沒用的。黎辰即使再天賦異稟,冰凍三尺非一日之寒,實力如此懸殊……他是不可能贏的。
「砰!」黎辰被紙飛鳶一腳踢到了冷冰身邊,他手中的火焰呼呼撲滅,單膝跪地的瞬間「哇」的吐出一大口鮮血。
「傻瓜,不要再堅持了,我們……」冷冰沒力氣把手伸向他,不過居然還能說話——撐了這麼久,是大難不死,還是迴光返照?
黎辰單手撐地,氣喘吁吁道:「哈哈哈,這場打得痛快,倒是跟我想的差不多!」
輸了還這麼高興。紙飛鳶嗤笑。
也難怪,這樣華麗的術法,刺激的對打,對一個初入江湖的小蝦米來說是有那麼一點激動人心啊。
「不過總有一天,我會贏你!」黎辰蹭去嘴邊的鮮血,對冷冰道,「冷冰,還能堅持麼?」
冷冰點點頭。反正都要死了,表現得堅強一點吧。
看著這個人沒半點恐懼的白癡式笑容,也害怕不起來啊。
「記住我們的約定,你已經幫了我,我還得請你吃一個月免費點心呢!」
黎辰手捂著胸口。他受的絕不僅僅是皮肉傷。笨蛋,不知道痛麼?
換做冷冰剛剛開始和人打架的時候,早把自己蒙在被子裡哭得昏天黑地了。
「嗯。還有,你說只要我那個時候醒過來,就照顧我直到傷好,我想吃什麼,就給我做什麼!」嗯,這件事可不能忘了。
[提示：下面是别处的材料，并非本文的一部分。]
PR #159, opened 2021-07-14
Successive Guarded move call failed

anjan1984:
## Linked Issues:
| EPIC ⚡ | [OCEANWATER-XXX](https://babelfish.arc.nasa.gov/jira/browse/OCEANWATER-XXX) |
| Jira Ticket 🎟️ | [OCEANWATER-668_successive_guarded_move_action](https://babelfish.arc.nasa.gov/jira/browse/OCEANWATER-XXX) |
| Github :octocat:  | # |

## Summary of Changes
* Successive Guarded move call failed. This PR fixes the issue using estimated plan fraction instead of using distance from ground. Makes it general for all types of guarded move. In services ground detection is used only on the guarded move trajectory and not the pre-guarded move trajectory. Same concept has been used using estimated plan fraction. 

## Test

In separate terminal: 
cd ow_simulator/ow_lander/scripts/

python guarded_move_action_client.py 

repeat this for at least two times to test successive guarded move


kmdalal (approved):
Did many consecutive guarded moves, same result each time, all worked!  I'll assume that this one invocation is a sufficient test.

kmdalal:
I just noticed many LCP errors from consecutive identical guarded moves.  This does not seem right, since there are no arm collisions...

anjan1984:
> I just noticed many LCP errors from consecutive identical guarded moves. This does not seem right, since there are no arm collisions...

there is collision between arm and ground. Are you getting LCP errors in actions only or both actions and services?

kmdalal:
> there is collision between arm and ground. Are you getting LCP errors in actions only or both actions and services?

Both, but only a few, and I realize these are normal now.

kmdalal (approved):
Useful fix!

Samahu:
These values don't work for me and causes the arm to snap after failing to find the ground on first contact:
```python
    goal.start.x = 1.7
    goal.start.y = 0.0
    goal.start.z = 0.5
    goal.normal.x = 0.5
    goal.normal.y = -0.5
    goal.normal.z = 1.0
    goal.search_distance = 0.8
```

image

Note that this works smoothly on the ros services side, you can try it here:
`rosservice call /arm/guarded_move -- False 1.7 0.0 0.5 0.5 -0.5 1 0.8`

Samahu:
> These values don't work for me and causes the arm to snap after failing to find the ground on first contact:
> 
> ```python
>     goal.start.x = 1.7
>     goal.start.y = 0.0
>     goal.start.z = 0.5
>     goal.normal.x = 0.5
>     goal.normal.y = -0.5
>     goal.normal.z = 1.0
>     goal.search_distance = 0.8
> ```
> 
> image
> 
> Note that this works smoothly on the ros services side, you can try it here:
> `rosservice call /arm/guarded_move -- False 1.7 0.0 0.5 0.5 -0.5 1 0.8`

I have even seen the ros action server for guarded move crash in one of the attempts.

anjan1984:
Updated the branch. removed hard coded ratio between guardedmove and pre-guardedmove trajectory with expected ratio and  a tolerance. tested with different terrains. please review

Samahu (approved):
Works as described!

「啊?你、你那個時候不是……你都聽見啦?」黎辰有點尷尬。
「你說都說了!想賴賬?」
黎辰站起身來:「好。只要能給我履行諾言的機會——」
他站起來,他的臉離冷冰越來越遠。
他大踏步走向火焰之中。
「紙飛鳶,再與我一決勝負!我還能再戰!」
「你已經不能再戰了!」
清風自四面八方灌入陽春館,原本兇猛的火焰竟慢慢熄了下去。
剛才說話的人是誰?
翩翩公子如踏浪乘風而來,一身春風葉影蕩平煙火雜塵,滿面笑意蕊光驅散劍拔弩張。
春蠶吐作逍遙衣,仙風搖動君子扇。廣袖暗藏六骰格,十指五行喚風雨——
如此風流形貌,俊雅雍容,不是煞紅公子武陵春,卻又是誰。
看了半天廚子和變態,總算是見著帥哥了。千呼萬喚始出來——
死了也值啊死了也值……
「武陵春?你怎麼會在這兒?那房間裡的是——」紙飛鳶大驚失色,他果然是被騙到了。
「你連意念幻化都識不破麼?」武陵春將手中折扇一合,「大哥口中諱莫如深的魔族四將,就這點能耐?」
「你!你把我拖住,究竟是為了什麼!」
紙飛鳶的計謀果然不如武陵春啊。冷冰心中暗自得意。有救了。這下絕對是死不了了。
「為了阻止你紙部畫皮組在長安的行動啊。少了你坐鎮,你的手下死得果然更快了,省了我不少功夫。」
原來是金蟬脫殼之計。雖然黎辰和冷冰在中間插了一腳,倒也不影響這計劃的實行。
奇怪的是,紙飛鳶怎就一點都不懷疑?他為何自始至終都那麼有自信,房間裡那個是武陵春本人呢?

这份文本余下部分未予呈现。